**DATA SECTION**

PR #450, opened 2026-04-16
Sheffield | 26-ITP-Jan | Mahmoud Shaabo | Sprint 2 | Book Library

mahmoudshaabo1984:
## What bugs did I fix?

- [x] Bug 1 - Website loads but doesn't show any books
The `for` loop in the `render` function was missing a closing parenthesis `)` before the `{`. This caused a syntax error that stopped all JavaScript from running.

- [x] Bug 2 - Error in console when you try to add a book
The `submit` function was calling `library.push(book)` but the array is named `myLibrary`. Fixed by using the correct variable name. Also added validation for the author field.

- [x] Bug 3 - It uses the title name as the author name
In the `submit` function, `title.value` was used twice. The second argument should be `author.value`.

- [x] Bug 4 - Delete button is broken
The delete button variable was created as `delButton` but then referenced as `delBut` three times. Also the event name was `"clicks"` instead of `"click"`. Fixed both issues.

- [x] Bug 5 - Read status saves the wrong answer
The `if` condition was inverted. `check == false` was showing "Yes". Fixed so `check == true` correctly shows "Yes".

## How to test

1. Open `index.html` in the browser
2. Two books appear on load — both show "Yes" in the Read column
3. Click "Add new book" and fill in the form — the new book appears in the table
4. Click the "Yes"/"No" button on any book — it toggles correctly
5. Click "Delete" on any book — the book is removed from the table
6. Try submitting the form with empty fields — an alert appears

Hi @cifarquhar — I have fixed all 5 bugs listed in the readme. Please let me know if you have any feedback. Thank you!


mahmoudshaabo1984:
Hi @cifarquhar — PR #450 is ready for review.

I have fixed all 5 bugs listed in the readme.md file. The app now loads correctly, books can be added and deleted, and the read status toggles as expected.

Please let me know if anything needs to be changed. Thank you!

cjyuan (commented):
You have fixed all the bugs, but there are still plenty of room you can improve the code.

mahmoudshaabo1984:
Hi CJ,

Thank you for your feedback. I have reviewed your comments and applied the following improvements:

**script.js**
- Changed `let` to `const` for all DOM references that never change
- Renamed confusing variables: `check` → `hasBeenRead`, `title` → `titleInput`, `author` → `authorInput`
- Renamed `submit()` to `addBook()` to avoid conflict with the browser's built-in submit behaviour
- Replaced `innerHTML` with `textContent` for all user-provided data to prevent XSS vulnerabilities
- Renamed `populateStorage()` to `addDefaultBooks()` — the old name implied localStorage usage
- Extracted `createReadButton()` and `createDeleteButton()` as separate helper functions to make `render()` easier to read
- Added form field clearing after a book is successfully added

**index.html**
- Added `lang="en"` to the `<html>` element for accessibility
- Added a proper page title: "My Book Library"
- Fixed invalid input types: `type="title"` and `type="author"` changed to `type="text"`

Please let me know if there is anything else to improve.

Thank you,
Mahmoud Shaabo

debugging/book-library/script.js
```diff
@@ -1,103 +1,136 @@
+// myLibrary is the main array — like a shelf that holds all book objects
 let myLibrary = [];
```
cjyuan: Safer to declare `myLibrary` using `const` because it is not supposed to be reassigned a value.

debugging/book-library/script.js
```diff
@@ -1,103 +1,136 @@
...
 
-window.addEventListener("load", function (e) {
-  populateStorage();
+// Use const for DOM references because these elements never change
+// "const" means: this variable will always point to the same element
+const titleInput = document.getElementById("title");
+const authorInput = document.getElementById("author");
+const pagesInput = document.getElementById("pages");
+const readCheckbox = document.getElementById("check");
```
cjyuan, line 10: Good practice to declare all shared constants/variables at the beginning of the file.

debugging/book-library/script.js
```diff
@@ -1,103 +1,136 @@
...
-      "127",
-      true
+// Add two default books so the page is not empty on first load
+// Renamed from "populateStorage" — that name implied localStorage usage
+function addDefaultBooks() {
+  if (myLibrary.length === 0) {
+    myLibrary.push(new Book("Robinson Crusoe", "Daniel Defoe", "252", true));
+    myLibrary.push(
+      new Book("The Old Man and the Sea", "Ernest Hemingway", "127", true)
     );
```
cjyuan: It is better to use an appropriate data type to represent all data. 
Could consider storing "page count" as a value of type "number".

debugging/book-library/script.js
```diff
@@ -1,103 +1,136 @@
...
+function addBook() {
+  // Validate that all fields are filled before adding the book
   if (
-    title.value == null ||
-    title.value == "" ||
-    pages.value == null ||
-    pages.value == ""
+    titleInput.value === "" ||
+    authorInput.value === "" ||
+    pagesInput.value === ""
```
cjyuan: - String input may contain only space characters or leading/trailing space. Ideally the app should not accept a string containing only spaces as a book title or author's name.

- `pageInput.value` is a string and it can be a number in scientific format (e.g. "3e2") -- which may look weird when displayed as a value of page count.

A better and safer approach to deal with user input is to first preprocess/sanitise them, and then store the cleaned values in variables. Thereafter, refer only to the variables for cleaned values consistently throughout the rest of the code.

debugging/book-library/script.js
```diff
@@ -1,103 +1,136 @@
...
+function createDeleteButton(index) {
+  const button = document.createElement("button");
+  button.className = "btn btn-warning";
+  button.textContent = "Delete";
+
+  button.addEventListener("click", function () {
+    // splice(index, 1) removes exactly 1 item at position "index"
+    myLibrary.splice(index, 1);
+    render();
+  });
```
cjyuan, line 114: The original code has a statement that uses `window.alert()` to show the title of the deleted book whenever a book is deleted.

debugging/book-library/script.js
```diff
@@ -1,103 +1,136 @@
...
+  button.textContent = myLibrary[index].hasBeenRead ? "Yes" : "No";
+
+  button.addEventListener("click", function () {
+    // Flip the read status: true becomes false, false becomes true
+    myLibrary[index].hasBeenRead = !myLibrary[index].hasBeenRead;
+    render();
+  });
+
+  return button;
+}
```
cjyuan, line 101: I like the way you use function to isolate the logic for creating the the Read and Delete buttons.

debugging/book-library/script.js
```diff
@@ -1,103 +1,136 @@
...
-  //delete old table
-  for (let n = rowsNumber - 1; n > 0; n-- {
-    table.deleteRow(n);
+  const table = document.getElementById("display");
+  const rowCount = table.rows.length;
+
+  // Delete all rows except the header row (row 0)
+  for (let i = rowCount - 1; i > 0; i--) {
+    table.deleteRow(i);
   }
```
cjyuan: For better performance (and also simpler code), you can consider clearing `<tbody>` instead.

mahmoudshaabo1984:
Hi CJ,

Thank you for the detailed second round of feedback. I have applied all of your suggestions:

1. Changed `let myLibrary` to `const myLibrary` — it is never reassigned, only mutated.

2. Changed page count from a string ("252") to a number (252) — correct data type for numeric data.

3. Added input sanitisation before validation:
   - `sanitiseText()` trims leading and trailing whitespace, preventing inputs with only spaces from being accepted.
   - `sanitisePages()` rejects scientific notation like "3e2" and converts the value to a safe integer using `Math.floor()`.

4. Restored the `alert()` that shows the title of a deleted book when the Delete button is clicked.

5. Replaced the row-by-row deletion loop with `tbody.innerHTML = ""` — simpler and more performant.

Please let me know if there is anything else to improve.

Thank you,
Mahmoud Shaabo

debugging/book-library/script.js
```diff
@@ -1,103 +1,142 @@
...
+function createDeleteButton(index) {
+  const button = document.createElement("button");
+  button.className = "btn btn-warning";
+  button.textContent = "Delete";
+
+  button.addEventListener("click", function () {
+    // Show an alert with the deleted book's title — restoring original behaviour
+    alert(`"${myLibrary[index].title}" has been deleted.`);
+    myLibrary.splice(index, 1);
+    render();
```
cjyuan, line 113: The alert message is shown before the book is actually deleted; the deletion only occurs after the alert dialog is dismissed. This introduces a risk that the operation may not complete (e.g., if the user closes the browser before dismissing the alert).

debugging/book-library/script.js
```diff
@@ -1,103 +1,142 @@
...
+}
+
+// sanitisePages converts the pages input to a safe integer
+// Rejects scientific notation like "3e2" which would display strangely
+function sanitisePages(value) {
+  const trimmed = value.trim();
+  // If the input contains "e" or "E", it is scientific notation — reject it
+  if (trimmed.toLowerCase().includes("e")) {
+    return NaN;
   }
```
cjyuan, line 50: Can also just let `Number()` convert the input even if it contains an 'e'  -- less code to maintain.

cjyuan (commented):
Changes look good. Well done.

illicitonion:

**PROBLEM DETAILS**
Search the data above and return each line in which "status" occurs.

**TASK RESPONSE**
- [x] Bug 5 - Read status saves the wrong answer
I have fixed all 5 bugs listed in the readme.md file. The app now loads correctly, books can be added and deleted, and the read status toggles as expected.
+    // Flip the read status: true becomes false, false becomes true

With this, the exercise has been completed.